▶ [WORK REQUIRED]
Each line of the data below must be given again exactly as written.

(Saved entries)
::::::

PR #124, opened 2016-03-08
Add ConnAllocTimeout and QueryExecTimeout

konstantin-dzreev:


konstantin-dzreev:
P.S. I do not think that QueryExecTimeout works for queries because a query does not seem to run until the very first Next() call.

jackc:
Thanks! I think this will be a good addition to pgx. I do have a few thoughts to go over before merging though.

To be consistent with the `Acquire` method name `ConnAllocTimeout` should be `ConnAcquireTimeout` (or even just `AcquireTimeout` -- I don't think there would be any ambiguity).

I haven't written a test case to verify, but I think there would be a goroutine/memory leak when `Acquire` has a deadline, but completes successfully. The `defer timer.Stop()` would execute and leave the goroutine hung trying to read from `timer.C` (according to the docs `Stop()` does not close the channel). I _think_ that `time.AfterFunc` would be a better choice.

These should be pretty straight forward tweaks.

`QueryExecTimeout` is a bit more subtle. At the moment any error that bubbles up from the `*net.Conn` causes the `pgx.Conn` to be killed. But the server still will keep going. It'd be nice to cancel the request on the server. It might be interesting to instead have a `Conn.Kill()` method that would establish another connection to the server and kill the original connection (with pg_terminate_backend; possibly also setting an immediate deadline to cause the original request to return). With this scheme the client code could have complete control of timeouts -- which could allow it to work with Query as well.

What do you think?

konstantin-dzreev:
Sounds like I have a nice little project. Thanks for the feedback!

jackc:
Cool. I thought a little more last night, and `Kill()` might not work for cancelling queries started directly from a ConnPool. Might need some combination of `Kill()` and a timeout.

It does look like a fun feature, let me know if you want any help.

konstantin-dzreev:
Hi Jack,
Sorry, It took a while to get back to the story. I updated (and squashed) the commit.
Could you give it another look?

P.S. Query() and rows.Next() both seem to respond to the timeout now.

konstantin-dzreev:
objections? ;)

jackc:
Sorry, I'm at Ancient City Ruby. Haven't had a chance to look at it yet.

Konstantin Dzreev wrote:

konstantin-dzreev:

::::::

▶ [OUTPUT FOR THIS EXERCISE]
PR #124, opened 2016-03-08
Add ConnAllocTimeout and QueryExecTimeout

konstantin-dzreev:


konstantin-dzreev:
P.S. I do not think that QueryExecTimeout works for queries because a query does not seem to run until the very first Next() call.

jackc:
Thanks! I think this will be a good addition to pgx. I do have a few thoughts to go over before merging though.

To be consistent with the `Acquire` method name `ConnAllocTimeout` should be `ConnAcquireTimeout` (or even just `AcquireTimeout` -- I don't think there would be any ambiguity).

I haven't written a test case to verify, but I think there would be a goroutine/memory leak when `Acquire` has a deadline, but completes successfully. The `defer timer.Stop()` would execute and leave the goroutine hung trying to read from `timer.C` (according to the docs `Stop()` does not close the channel). I _think_ that `time.AfterFunc` would be a better choice.

These should be pretty straight forward tweaks.

`QueryExecTimeout` is a bit more subtle. At the moment any error that bubbles up from the `*net.Conn` causes the `pgx.Conn` to be killed. But the server still will keep going. It'd be nice to cancel the request on the server. It might be interesting to instead have a `Conn.Kill()` method that would establish another connection to the server and kill the original connection (with pg_terminate_backend; possibly also setting an immediate deadline to cause the original request to return). With this scheme the client code could have complete control of timeouts -- which could allow it to work with Query as well.

What do you think?

konstantin-dzreev:
Sounds like I have a nice little project. Thanks for the feedback!

jackc:
Cool. I thought a little more last night, and `Kill()` might not work for cancelling queries started directly from a ConnPool. Might need some combination of `Kill()` and a timeout.

It does look like a fun feature, let me know if you want any help.

konstantin-dzreev:
Hi Jack,
Sorry, It took a while to get back to the story. I updated (and squashed) the commit.
Could you give it another look?

P.S. Query() and rows.Next() both seem to respond to the timeout now.

konstantin-dzreev:
objections? ;)

jackc:
Sorry, I'm at Ancient City Ruby. Haven't had a chance to look at it yet.

Konstantin Dzreev wrote:

konstantin-dzreev:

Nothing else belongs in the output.